== What you will do ==
Show every line of the data below that includes the word "approved".
*** Provided records Section Begins ***
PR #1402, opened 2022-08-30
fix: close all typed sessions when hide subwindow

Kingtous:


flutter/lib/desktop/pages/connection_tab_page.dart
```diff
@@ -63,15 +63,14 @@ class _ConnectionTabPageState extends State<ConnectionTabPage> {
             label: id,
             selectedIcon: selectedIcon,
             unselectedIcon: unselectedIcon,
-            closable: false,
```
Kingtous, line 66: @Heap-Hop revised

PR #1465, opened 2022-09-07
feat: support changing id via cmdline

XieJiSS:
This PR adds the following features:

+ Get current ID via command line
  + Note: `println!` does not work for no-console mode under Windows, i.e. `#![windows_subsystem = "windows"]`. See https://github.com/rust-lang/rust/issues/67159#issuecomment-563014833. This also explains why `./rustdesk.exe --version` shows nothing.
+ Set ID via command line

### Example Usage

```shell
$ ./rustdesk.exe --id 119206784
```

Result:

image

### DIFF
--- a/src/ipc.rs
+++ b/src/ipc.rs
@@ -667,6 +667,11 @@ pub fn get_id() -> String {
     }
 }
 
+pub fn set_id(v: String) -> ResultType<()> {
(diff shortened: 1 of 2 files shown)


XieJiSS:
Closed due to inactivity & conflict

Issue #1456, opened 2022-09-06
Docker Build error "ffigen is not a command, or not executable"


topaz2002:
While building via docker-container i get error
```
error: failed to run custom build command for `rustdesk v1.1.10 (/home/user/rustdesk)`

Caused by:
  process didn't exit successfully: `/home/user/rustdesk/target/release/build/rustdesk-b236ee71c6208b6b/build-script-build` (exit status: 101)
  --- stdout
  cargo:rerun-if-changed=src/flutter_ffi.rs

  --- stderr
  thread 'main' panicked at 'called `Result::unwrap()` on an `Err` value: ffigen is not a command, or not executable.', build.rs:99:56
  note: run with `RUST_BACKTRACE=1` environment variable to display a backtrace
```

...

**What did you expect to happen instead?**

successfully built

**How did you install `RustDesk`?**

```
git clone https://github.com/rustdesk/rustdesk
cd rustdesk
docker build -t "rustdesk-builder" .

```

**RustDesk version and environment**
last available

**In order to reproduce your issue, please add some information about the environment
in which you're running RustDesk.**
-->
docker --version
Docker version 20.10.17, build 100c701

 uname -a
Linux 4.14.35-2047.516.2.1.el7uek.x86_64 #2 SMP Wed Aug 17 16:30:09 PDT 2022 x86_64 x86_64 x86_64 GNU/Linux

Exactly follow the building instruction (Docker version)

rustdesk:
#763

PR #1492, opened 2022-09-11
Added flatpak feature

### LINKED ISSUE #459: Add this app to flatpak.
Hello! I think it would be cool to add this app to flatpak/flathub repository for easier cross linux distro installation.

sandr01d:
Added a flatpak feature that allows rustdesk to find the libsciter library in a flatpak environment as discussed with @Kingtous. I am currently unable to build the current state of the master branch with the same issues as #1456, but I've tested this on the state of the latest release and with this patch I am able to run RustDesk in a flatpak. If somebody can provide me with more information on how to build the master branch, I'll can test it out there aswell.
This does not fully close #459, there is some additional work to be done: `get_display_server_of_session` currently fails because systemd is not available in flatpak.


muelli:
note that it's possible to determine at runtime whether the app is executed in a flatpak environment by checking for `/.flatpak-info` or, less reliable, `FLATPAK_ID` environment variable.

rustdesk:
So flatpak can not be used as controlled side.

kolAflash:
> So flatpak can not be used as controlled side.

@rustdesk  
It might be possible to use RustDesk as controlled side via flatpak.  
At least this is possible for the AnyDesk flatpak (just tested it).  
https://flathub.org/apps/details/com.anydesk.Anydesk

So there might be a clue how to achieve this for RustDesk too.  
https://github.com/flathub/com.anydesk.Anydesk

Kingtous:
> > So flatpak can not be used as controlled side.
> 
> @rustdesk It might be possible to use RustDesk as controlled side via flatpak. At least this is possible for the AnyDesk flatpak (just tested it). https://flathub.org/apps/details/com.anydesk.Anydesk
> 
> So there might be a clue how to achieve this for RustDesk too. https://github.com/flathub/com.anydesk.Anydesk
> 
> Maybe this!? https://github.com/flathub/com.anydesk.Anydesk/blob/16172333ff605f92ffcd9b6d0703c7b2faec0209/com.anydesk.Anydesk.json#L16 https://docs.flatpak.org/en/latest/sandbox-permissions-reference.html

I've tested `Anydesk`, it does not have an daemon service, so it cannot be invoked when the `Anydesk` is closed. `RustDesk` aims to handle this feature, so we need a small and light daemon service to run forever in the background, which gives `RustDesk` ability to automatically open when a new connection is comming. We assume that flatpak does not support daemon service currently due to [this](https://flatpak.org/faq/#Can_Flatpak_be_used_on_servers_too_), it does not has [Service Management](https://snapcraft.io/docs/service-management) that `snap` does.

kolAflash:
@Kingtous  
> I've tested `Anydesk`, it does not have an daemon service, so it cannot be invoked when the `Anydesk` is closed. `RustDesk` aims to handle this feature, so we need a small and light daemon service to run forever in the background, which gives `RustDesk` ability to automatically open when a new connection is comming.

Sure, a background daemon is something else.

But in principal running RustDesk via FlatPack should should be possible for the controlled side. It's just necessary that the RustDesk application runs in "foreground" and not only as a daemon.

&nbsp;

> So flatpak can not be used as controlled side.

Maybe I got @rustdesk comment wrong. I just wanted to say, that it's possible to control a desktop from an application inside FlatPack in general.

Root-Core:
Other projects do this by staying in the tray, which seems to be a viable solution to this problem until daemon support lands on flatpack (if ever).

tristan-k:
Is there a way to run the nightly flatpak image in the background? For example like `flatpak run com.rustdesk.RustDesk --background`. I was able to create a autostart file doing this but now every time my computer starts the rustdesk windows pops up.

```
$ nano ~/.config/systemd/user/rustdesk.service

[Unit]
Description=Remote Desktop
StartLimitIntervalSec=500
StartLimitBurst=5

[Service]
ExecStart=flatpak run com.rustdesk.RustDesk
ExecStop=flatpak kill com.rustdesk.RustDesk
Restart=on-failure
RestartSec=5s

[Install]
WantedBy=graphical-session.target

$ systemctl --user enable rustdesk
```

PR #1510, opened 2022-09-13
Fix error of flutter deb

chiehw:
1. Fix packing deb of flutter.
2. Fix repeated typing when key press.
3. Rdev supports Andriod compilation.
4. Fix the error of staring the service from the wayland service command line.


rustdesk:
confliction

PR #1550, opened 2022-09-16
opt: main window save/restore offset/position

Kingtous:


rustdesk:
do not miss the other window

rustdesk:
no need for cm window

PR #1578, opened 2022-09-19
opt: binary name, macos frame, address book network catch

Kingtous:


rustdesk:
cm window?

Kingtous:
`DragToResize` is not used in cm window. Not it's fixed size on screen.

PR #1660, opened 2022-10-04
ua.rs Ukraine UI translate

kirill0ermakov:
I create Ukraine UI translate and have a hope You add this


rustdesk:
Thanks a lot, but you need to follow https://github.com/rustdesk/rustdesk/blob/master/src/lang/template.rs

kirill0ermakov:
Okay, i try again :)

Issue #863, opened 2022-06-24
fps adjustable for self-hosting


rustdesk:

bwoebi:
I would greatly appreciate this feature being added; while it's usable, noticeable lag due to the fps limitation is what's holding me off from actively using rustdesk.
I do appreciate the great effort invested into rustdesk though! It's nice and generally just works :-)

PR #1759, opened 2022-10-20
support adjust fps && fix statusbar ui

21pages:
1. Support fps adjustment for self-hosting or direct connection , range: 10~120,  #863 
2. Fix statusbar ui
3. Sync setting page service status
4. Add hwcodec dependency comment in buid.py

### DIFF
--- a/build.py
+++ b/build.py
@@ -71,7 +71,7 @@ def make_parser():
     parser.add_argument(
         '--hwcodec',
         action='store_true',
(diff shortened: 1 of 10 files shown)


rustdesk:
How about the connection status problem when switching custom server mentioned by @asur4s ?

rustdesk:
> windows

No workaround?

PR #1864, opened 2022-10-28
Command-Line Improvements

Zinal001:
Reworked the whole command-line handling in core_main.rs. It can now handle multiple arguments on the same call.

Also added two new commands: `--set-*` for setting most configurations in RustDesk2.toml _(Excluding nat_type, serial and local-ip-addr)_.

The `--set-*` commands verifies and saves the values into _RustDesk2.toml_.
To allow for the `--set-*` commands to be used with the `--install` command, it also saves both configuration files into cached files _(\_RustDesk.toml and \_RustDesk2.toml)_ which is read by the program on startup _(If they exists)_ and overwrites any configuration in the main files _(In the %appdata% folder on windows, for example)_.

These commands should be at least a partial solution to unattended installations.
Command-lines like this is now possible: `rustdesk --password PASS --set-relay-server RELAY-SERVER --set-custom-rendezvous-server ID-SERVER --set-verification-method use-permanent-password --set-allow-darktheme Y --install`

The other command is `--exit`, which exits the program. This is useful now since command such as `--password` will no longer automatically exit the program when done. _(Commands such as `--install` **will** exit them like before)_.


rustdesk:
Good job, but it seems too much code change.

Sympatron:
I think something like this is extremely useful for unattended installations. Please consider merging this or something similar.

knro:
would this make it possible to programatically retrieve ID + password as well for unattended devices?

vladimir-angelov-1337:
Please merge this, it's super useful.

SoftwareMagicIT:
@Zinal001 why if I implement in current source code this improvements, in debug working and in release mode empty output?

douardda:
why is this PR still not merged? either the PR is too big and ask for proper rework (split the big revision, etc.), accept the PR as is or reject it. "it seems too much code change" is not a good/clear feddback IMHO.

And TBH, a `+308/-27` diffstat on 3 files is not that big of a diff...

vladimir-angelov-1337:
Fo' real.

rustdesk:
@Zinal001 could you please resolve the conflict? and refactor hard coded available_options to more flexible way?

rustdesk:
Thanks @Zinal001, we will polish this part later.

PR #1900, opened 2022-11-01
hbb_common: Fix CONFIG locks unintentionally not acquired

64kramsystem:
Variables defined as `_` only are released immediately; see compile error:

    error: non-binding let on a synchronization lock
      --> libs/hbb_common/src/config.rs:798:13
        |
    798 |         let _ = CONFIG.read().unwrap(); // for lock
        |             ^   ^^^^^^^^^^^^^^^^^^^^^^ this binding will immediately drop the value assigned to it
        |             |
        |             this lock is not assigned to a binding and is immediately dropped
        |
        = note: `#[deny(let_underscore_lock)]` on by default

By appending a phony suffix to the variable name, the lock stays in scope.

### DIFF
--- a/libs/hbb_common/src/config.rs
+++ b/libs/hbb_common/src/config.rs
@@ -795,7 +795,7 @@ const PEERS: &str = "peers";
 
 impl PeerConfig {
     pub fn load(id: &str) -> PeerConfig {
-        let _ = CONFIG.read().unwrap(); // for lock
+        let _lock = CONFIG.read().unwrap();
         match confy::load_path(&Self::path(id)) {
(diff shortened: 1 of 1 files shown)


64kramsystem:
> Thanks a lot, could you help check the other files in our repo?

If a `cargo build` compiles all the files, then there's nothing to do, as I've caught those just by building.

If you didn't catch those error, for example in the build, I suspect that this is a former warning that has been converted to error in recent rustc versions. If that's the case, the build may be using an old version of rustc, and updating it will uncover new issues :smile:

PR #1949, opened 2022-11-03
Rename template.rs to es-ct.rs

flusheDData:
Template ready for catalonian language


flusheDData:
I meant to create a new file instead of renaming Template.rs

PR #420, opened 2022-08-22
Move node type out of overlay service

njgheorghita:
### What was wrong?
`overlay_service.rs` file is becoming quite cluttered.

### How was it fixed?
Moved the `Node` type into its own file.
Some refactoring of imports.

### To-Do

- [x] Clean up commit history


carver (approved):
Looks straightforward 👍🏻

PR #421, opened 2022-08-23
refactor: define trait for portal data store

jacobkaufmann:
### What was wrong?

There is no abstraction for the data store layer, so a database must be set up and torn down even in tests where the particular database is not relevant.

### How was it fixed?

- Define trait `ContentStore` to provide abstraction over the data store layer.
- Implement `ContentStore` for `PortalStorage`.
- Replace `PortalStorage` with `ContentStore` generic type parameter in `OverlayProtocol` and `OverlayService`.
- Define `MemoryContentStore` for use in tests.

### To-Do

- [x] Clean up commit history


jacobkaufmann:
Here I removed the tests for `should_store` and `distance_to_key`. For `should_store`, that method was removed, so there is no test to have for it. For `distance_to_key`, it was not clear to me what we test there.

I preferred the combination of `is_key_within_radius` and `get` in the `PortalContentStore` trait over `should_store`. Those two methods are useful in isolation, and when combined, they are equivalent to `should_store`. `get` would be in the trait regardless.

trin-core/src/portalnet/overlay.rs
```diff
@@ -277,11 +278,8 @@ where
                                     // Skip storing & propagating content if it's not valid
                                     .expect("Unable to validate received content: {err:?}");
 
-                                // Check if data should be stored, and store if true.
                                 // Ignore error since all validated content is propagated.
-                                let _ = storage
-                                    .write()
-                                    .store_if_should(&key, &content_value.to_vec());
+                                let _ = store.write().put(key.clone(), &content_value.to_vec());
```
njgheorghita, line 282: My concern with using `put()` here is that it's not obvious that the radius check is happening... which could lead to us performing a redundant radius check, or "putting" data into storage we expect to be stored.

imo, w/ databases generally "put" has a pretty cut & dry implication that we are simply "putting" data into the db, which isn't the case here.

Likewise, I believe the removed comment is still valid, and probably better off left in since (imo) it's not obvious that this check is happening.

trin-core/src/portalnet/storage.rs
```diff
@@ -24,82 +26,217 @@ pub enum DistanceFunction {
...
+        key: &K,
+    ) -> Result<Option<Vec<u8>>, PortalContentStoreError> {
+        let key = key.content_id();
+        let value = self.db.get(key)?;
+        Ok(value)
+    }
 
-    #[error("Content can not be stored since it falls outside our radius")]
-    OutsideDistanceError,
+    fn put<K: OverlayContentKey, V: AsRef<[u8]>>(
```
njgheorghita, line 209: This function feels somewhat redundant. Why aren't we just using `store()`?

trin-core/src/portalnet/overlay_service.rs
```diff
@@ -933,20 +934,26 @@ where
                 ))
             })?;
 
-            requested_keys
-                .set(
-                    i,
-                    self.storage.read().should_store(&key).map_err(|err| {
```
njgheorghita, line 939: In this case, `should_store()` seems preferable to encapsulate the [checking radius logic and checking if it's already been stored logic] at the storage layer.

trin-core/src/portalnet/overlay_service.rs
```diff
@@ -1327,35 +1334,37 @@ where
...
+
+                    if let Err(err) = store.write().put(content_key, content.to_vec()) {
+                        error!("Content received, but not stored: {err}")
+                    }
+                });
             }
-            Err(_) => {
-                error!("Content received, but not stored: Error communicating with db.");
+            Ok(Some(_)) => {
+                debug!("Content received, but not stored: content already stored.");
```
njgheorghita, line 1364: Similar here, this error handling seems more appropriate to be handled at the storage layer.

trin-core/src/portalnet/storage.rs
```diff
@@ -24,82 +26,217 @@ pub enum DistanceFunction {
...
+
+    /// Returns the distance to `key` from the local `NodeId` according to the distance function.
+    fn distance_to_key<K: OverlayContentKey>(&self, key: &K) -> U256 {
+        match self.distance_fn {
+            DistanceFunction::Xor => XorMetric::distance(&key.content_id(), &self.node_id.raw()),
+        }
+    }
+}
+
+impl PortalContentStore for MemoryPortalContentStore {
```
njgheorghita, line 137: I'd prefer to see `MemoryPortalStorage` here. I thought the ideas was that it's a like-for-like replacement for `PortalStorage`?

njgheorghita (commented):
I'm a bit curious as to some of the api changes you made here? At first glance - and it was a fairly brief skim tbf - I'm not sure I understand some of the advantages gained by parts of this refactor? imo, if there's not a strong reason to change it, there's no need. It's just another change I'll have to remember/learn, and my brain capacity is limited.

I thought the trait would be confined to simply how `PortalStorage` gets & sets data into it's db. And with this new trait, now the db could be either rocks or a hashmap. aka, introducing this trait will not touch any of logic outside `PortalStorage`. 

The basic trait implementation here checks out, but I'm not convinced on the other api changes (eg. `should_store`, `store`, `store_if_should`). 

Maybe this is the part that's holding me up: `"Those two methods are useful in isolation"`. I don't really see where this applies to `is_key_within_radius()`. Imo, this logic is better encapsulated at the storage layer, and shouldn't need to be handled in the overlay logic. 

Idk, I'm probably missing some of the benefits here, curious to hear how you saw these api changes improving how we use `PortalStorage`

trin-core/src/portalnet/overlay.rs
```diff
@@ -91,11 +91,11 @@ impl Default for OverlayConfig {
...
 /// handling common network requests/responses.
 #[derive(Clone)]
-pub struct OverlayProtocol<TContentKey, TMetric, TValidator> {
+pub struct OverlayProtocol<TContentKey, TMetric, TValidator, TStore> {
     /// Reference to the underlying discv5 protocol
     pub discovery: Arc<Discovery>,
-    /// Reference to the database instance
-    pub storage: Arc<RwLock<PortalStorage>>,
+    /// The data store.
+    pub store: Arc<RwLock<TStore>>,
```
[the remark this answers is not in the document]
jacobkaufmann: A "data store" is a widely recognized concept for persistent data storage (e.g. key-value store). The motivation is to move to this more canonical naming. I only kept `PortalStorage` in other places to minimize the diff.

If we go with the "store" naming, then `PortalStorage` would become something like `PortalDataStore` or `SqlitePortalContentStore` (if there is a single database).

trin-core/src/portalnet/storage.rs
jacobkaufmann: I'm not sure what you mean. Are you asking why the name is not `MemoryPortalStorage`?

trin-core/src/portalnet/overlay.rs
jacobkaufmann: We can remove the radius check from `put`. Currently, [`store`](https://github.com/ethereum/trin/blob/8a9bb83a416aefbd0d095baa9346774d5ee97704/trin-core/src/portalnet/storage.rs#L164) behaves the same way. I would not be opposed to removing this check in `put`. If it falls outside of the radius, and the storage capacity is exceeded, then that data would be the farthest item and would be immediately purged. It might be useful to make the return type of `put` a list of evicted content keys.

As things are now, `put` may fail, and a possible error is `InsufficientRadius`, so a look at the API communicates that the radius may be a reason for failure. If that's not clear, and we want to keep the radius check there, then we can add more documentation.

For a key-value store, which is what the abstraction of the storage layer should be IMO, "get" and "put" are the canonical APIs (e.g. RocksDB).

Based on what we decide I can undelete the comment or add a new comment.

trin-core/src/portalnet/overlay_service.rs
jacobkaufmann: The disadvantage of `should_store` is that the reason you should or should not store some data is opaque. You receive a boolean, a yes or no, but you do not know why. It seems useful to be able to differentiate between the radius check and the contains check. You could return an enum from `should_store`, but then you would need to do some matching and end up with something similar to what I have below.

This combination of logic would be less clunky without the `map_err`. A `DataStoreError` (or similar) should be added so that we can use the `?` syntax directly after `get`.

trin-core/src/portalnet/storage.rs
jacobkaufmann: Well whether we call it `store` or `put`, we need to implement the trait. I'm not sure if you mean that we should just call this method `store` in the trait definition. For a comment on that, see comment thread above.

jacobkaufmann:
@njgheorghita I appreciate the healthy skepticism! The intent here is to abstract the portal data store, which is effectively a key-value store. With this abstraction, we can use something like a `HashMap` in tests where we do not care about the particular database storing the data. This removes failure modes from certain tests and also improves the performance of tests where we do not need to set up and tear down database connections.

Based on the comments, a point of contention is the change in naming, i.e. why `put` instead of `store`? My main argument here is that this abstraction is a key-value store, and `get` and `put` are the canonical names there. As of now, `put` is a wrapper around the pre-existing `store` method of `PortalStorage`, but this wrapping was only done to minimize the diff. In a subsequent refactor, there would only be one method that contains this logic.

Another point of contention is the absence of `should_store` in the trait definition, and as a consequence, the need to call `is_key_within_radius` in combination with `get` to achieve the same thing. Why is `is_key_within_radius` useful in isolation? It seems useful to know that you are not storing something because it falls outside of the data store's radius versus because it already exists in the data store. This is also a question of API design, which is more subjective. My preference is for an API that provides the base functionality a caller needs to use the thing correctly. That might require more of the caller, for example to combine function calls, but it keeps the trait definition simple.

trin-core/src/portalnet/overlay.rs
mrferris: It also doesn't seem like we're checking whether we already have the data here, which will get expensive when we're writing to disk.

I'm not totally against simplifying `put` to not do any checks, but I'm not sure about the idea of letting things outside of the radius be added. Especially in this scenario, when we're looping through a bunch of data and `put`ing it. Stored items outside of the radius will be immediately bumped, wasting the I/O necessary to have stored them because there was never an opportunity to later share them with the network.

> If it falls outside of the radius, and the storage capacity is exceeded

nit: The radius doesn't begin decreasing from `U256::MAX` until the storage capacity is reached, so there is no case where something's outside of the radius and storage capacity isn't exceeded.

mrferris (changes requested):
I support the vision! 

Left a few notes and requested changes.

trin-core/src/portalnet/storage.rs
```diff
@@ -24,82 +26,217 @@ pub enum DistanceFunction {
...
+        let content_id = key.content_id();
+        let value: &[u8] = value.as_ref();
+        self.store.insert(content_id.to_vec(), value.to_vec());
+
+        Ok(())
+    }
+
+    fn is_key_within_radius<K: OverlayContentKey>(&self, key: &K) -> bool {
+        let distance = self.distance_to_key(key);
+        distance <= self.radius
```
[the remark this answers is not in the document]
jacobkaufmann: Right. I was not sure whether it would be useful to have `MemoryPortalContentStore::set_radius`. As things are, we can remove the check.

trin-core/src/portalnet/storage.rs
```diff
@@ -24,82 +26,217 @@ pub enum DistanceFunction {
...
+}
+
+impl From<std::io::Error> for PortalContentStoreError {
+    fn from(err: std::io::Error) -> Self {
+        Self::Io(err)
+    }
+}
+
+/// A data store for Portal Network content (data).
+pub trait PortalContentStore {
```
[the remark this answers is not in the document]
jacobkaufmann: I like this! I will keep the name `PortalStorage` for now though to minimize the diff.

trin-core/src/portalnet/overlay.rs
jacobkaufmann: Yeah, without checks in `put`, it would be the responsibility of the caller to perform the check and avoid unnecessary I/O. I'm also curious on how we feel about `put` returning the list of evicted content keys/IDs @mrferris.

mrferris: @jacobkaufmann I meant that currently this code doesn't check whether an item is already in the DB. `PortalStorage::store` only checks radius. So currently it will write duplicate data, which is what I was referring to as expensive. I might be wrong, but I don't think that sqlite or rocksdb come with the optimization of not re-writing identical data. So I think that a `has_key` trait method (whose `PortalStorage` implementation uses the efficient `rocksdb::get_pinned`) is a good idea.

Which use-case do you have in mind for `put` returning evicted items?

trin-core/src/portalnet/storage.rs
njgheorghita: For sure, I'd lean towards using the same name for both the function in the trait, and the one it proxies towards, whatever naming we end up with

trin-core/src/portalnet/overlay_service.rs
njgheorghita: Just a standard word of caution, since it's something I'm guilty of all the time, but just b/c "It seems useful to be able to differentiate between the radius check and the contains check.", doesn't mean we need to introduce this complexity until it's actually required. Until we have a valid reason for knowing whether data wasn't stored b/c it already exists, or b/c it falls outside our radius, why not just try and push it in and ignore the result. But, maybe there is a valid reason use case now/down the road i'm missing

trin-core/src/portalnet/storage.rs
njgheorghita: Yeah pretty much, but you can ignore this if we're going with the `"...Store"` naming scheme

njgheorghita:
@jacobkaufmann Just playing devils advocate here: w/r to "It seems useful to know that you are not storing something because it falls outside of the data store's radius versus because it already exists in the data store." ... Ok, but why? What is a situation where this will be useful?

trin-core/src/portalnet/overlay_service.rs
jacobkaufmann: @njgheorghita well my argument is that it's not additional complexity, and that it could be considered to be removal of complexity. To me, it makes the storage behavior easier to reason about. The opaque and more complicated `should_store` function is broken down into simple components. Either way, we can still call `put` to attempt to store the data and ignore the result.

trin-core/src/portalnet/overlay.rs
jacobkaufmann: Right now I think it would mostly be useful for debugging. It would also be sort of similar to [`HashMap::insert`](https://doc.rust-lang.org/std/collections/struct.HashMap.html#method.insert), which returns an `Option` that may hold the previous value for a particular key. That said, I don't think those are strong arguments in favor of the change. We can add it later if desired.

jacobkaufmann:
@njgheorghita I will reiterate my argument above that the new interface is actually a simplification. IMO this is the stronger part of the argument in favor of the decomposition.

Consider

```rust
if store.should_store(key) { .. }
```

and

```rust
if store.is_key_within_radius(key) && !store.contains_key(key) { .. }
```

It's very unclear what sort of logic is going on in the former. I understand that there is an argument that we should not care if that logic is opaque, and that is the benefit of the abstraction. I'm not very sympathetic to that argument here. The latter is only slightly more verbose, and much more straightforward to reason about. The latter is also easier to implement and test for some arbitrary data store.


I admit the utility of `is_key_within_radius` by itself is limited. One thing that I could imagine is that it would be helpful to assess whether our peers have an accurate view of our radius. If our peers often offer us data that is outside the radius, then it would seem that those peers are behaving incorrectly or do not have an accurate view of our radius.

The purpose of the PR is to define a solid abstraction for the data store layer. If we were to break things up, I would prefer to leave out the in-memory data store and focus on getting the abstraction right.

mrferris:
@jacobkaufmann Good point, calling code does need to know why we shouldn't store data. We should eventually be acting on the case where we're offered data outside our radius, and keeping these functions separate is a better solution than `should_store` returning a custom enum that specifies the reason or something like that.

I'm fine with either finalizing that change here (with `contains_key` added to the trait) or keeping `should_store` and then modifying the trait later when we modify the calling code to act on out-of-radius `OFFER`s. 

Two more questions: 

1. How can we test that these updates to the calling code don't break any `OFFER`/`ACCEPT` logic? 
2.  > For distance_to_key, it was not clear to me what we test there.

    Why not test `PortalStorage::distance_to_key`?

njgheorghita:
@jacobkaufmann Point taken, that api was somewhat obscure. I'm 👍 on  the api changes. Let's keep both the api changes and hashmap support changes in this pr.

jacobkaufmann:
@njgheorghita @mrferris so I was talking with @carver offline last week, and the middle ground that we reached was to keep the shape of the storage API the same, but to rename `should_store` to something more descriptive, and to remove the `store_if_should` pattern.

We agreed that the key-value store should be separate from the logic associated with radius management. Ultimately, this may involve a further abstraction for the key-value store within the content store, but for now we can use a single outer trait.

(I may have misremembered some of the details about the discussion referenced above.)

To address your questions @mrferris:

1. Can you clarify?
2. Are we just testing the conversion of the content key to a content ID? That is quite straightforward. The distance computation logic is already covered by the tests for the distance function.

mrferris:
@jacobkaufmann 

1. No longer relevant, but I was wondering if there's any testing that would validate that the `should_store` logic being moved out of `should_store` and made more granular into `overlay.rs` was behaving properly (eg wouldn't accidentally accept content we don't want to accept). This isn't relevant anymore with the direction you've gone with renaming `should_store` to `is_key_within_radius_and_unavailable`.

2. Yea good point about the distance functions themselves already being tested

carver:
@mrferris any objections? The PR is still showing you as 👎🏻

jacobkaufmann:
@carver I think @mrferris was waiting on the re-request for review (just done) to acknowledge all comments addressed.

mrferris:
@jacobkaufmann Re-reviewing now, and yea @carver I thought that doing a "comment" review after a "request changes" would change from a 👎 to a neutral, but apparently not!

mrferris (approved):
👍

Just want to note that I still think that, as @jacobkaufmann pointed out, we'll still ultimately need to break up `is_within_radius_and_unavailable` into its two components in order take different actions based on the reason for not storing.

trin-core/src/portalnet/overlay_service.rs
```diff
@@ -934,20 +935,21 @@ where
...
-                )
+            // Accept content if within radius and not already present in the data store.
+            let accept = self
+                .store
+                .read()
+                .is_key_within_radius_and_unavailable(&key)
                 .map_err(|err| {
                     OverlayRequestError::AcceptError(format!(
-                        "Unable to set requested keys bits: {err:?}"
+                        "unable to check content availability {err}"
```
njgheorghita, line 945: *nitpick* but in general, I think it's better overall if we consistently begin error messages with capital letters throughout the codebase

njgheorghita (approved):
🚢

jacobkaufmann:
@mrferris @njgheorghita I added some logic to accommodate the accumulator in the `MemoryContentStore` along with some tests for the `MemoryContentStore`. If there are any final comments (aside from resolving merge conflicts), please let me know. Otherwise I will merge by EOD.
*** Provided records Section Ends ***
== Task output ==
carver (approved):
mrferris (approved):
njgheorghita (approved):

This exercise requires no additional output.